Надежда навязала большой тюк, вдобавок присмотрела не распечатанный еще короб с мужскими шерстяными свитерами. «Хлопцы» охотно помогали ей, обещали помочь донести всю поклажу до места и даже подтянули уже короб к двери. А потом вдруг затащили ее в соседнее помещение, повалили на пол…
– Я страшно злякалась, – рассказывала Надежда, дрожа и захлебываясь слезами, – билась з ними. Кричала, звала на пидмогу, але воны, усе пятеро, были як звири. Один из них даже ударил меня по лицу. Ось, бачьте… – Тут Надька показывала всем мокрую, в красных пятнах щеку. – Вин бил меня и кричал: «З нимцами, сука, спала, а с нами не хочешь – гребуешь». А я… я, тетечка Нюра, блюла себя… Я честная.
Обхватив голову руками, Надежда, сидя на циновке, с потерянным видом раскачивалась из стороны в сторону: «Ой, мамочка ридная, що же теперь будэ? Ждали их, ждали – а воны…»
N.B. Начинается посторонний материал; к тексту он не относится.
PR #5871, opened 2022-12-14
Update dependabot.yml to include rust client and e2e ui tests

matt-boris:
I also ran a `cargo update` to avoid all the dependabot PRs to come after this lands.


lotas (approved):
:+1: thanks!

– Успокойся, Надя. – Обняв рыдающую Надьку за плечи, мама гладила ее по растрепанным волосам. – Теперь уже поздно что-либо исправить. Впредь будь умнее. Говорила же тебе – не ходи никуда. Сдались тебе эти немецкие свитера, все их вонючее барахло! Доберемся до дому – постепенно сами все наживем…
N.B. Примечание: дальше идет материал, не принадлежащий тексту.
PR #5885, opened 2022-12-15
Filter logged debug information for registerWorker calls

lotas:
Remove some undesired information from logs

### DIFF
--- a/services/worker-manager/src/util.js
+++ b/services/worker-manager/src/util.js
@@ -50,3 +50,17 @@ const createCredentials = (worker, expires, cfg) => {
   });
 };
 exports.createCredentials = createCredentials;
+
+const PAYLOAD_SENSITIVE_KEYS = ['workerIdentityProof'];
+// remove sensitive keys from the request payload that would be safe for logging
+const sanitizeRegisterWorkerPayload = (obj = {}) => {
+  return Object.keys(obj).reduce((res, key) => {
+    if (PAYLOAD_SENSITIVE_KEYS.includes(key)) {
+      res[key] = '*';
+    } else {
+      res[key] = obj[key];
+    }
+    return res;
+  }, {});
+};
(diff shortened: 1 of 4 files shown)


services/worker-manager/src/util.js
```diff
@@ -50,3 +50,21 @@ const createCredentials = (worker, expires, cfg) => {
   });
 };
 exports.createCredentials = createCredentials;
+
+const PAYLOAD_SENSITIVE_KEYS = ['staticSecret', 'secret'];
```
petemoore, line 54: we could probably add `accessToken` and `password` to that list, just to be safe, what do you think?

petemoore (approved):
Looks great!

services/worker-manager/src/util.js
lotas: I checked request payload schema in documentation and it doesn't list those, but we can include those, sure

services/worker-manager/src/util.js
```diff
@@ -50,3 +50,21 @@ const createCredentials = (worker, expires, cfg) => {
   });
 };
 exports.createCredentials = createCredentials;
+
+const PAYLOAD_SENSITIVE_KEYS = ['staticSecret', 'secret', 'accessToken', 'password'];
```
djmitche, line 54: It might be confusing to see this later -- can you add a comment that these were added just-in-case, even though they are not allowed in the schema?  If the worker is sending an access token to worker-manager, we have worse design issues than just logging that information!

petemoore:
Maybe I've added more confusion here. I thought this might be a general purpose function that would be applied generally across logging, as a guard rail against logging any of the most common secret fields used in the platform. Indeed if this is only effective for a particular call, I'm fine with leaving it as it was. Agreed it is more confusing if it filters keys that never exist.

matt-boris (approved):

После этого случая ни я, ни Руфина уже никуда не высовываемся из подвала, торчим, как приклеенные, на своих циновках. «Тетечка Аня, – попросила маму Руфа, – пожалуйста, говорите всем, что я тоже ваша дочка… Пожалуйста…» С того часа мы стали «сестрами»: Руфина, она хоть и моложе меня, но выглядит гораздо женственней, – старшая, я – младшая.
Однако наше затворничество нравится далеко не всем.
– Что, мать, ты уж так-то бережешь своих дочек, если они и впрямь доводятся тебе дочками, – с недоброй ухмылкой сказал заглянувший вечером с группой бойцов в наш подвал худой, сутулый, с нездоровым, желтым цветом лица солдат с двумя поперечными полосками на погонах. – Почему-то ни одна, ни другая совсем не похожи на тебя… Неужели ты и при немцах вот так же их оберегала? Не верится мне что-то… Вон они какие у тебя обе гладкие. Небось, вольготно жилось вам при фрицах, а тут из себя недотрог корчите.
– Молодой человек, – звенящим голосом сказала мама, и мне вдруг показалось, что она, как бывало при частых стычках со Шмидтом, начнет изъясняться сейчас на своем неповторимом русско-немецком диалекте. – Не знаю, как вас называть, молодой человек, но вам должно быть стыдно говорить так о попавших в беду людях – о тех, кто по несчастью судьбы угодил в рабство… Да, фашисты угнали нас в Германию, мы работали на немцев, но отнюдь не сладко пили и вкусно ели, как вы полагаете, а зачастую жили впроголодь. И это не наша, а именно ваша вина, молодой человек, вина армии, что мы три года терпели лишения и побои здесь, вдали от Родины, что вы допустили немцев до Москвы, до Ленинграда.